__What to produce__: Beginning with the line that contains "realpath = Path.join(dirname, file);", copy each remaining line of the data below exactly.

Collected data entries:
-*-

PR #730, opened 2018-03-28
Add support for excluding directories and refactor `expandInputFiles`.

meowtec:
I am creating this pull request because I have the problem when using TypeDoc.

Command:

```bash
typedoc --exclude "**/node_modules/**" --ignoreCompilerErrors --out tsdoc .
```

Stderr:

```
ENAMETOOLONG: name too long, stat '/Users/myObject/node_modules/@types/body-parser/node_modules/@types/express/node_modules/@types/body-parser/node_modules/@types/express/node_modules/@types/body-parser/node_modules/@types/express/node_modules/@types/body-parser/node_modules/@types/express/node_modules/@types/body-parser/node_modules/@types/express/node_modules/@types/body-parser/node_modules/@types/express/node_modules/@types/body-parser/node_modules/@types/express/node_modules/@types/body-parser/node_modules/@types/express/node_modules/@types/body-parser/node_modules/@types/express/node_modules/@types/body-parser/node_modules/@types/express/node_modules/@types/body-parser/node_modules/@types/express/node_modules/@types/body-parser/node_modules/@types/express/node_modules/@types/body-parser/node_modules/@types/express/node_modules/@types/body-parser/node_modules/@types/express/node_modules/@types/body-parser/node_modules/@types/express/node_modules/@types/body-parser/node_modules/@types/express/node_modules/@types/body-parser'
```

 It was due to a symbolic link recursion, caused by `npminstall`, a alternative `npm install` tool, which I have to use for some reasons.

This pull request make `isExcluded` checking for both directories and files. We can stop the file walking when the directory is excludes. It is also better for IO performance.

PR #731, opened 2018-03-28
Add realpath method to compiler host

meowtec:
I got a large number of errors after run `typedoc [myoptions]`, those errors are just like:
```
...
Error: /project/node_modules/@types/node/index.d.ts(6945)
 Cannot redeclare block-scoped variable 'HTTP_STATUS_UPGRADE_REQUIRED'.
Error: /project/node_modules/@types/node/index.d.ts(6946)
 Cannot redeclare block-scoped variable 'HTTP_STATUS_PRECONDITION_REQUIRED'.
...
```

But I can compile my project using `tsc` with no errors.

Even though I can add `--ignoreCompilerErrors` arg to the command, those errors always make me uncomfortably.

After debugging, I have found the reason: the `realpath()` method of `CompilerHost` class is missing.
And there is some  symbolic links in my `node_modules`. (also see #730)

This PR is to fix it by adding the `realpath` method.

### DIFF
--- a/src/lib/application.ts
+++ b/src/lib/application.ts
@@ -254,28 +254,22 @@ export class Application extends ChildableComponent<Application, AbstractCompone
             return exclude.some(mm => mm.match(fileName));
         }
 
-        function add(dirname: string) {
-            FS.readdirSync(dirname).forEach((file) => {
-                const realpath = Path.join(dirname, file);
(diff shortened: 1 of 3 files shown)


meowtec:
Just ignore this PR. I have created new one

-*-

__Response__:
-                const realpath = Path.join(dirname, file);
(diff shortened: 1 of 3 files shown)


meowtec:
Just ignore this PR. I have created new one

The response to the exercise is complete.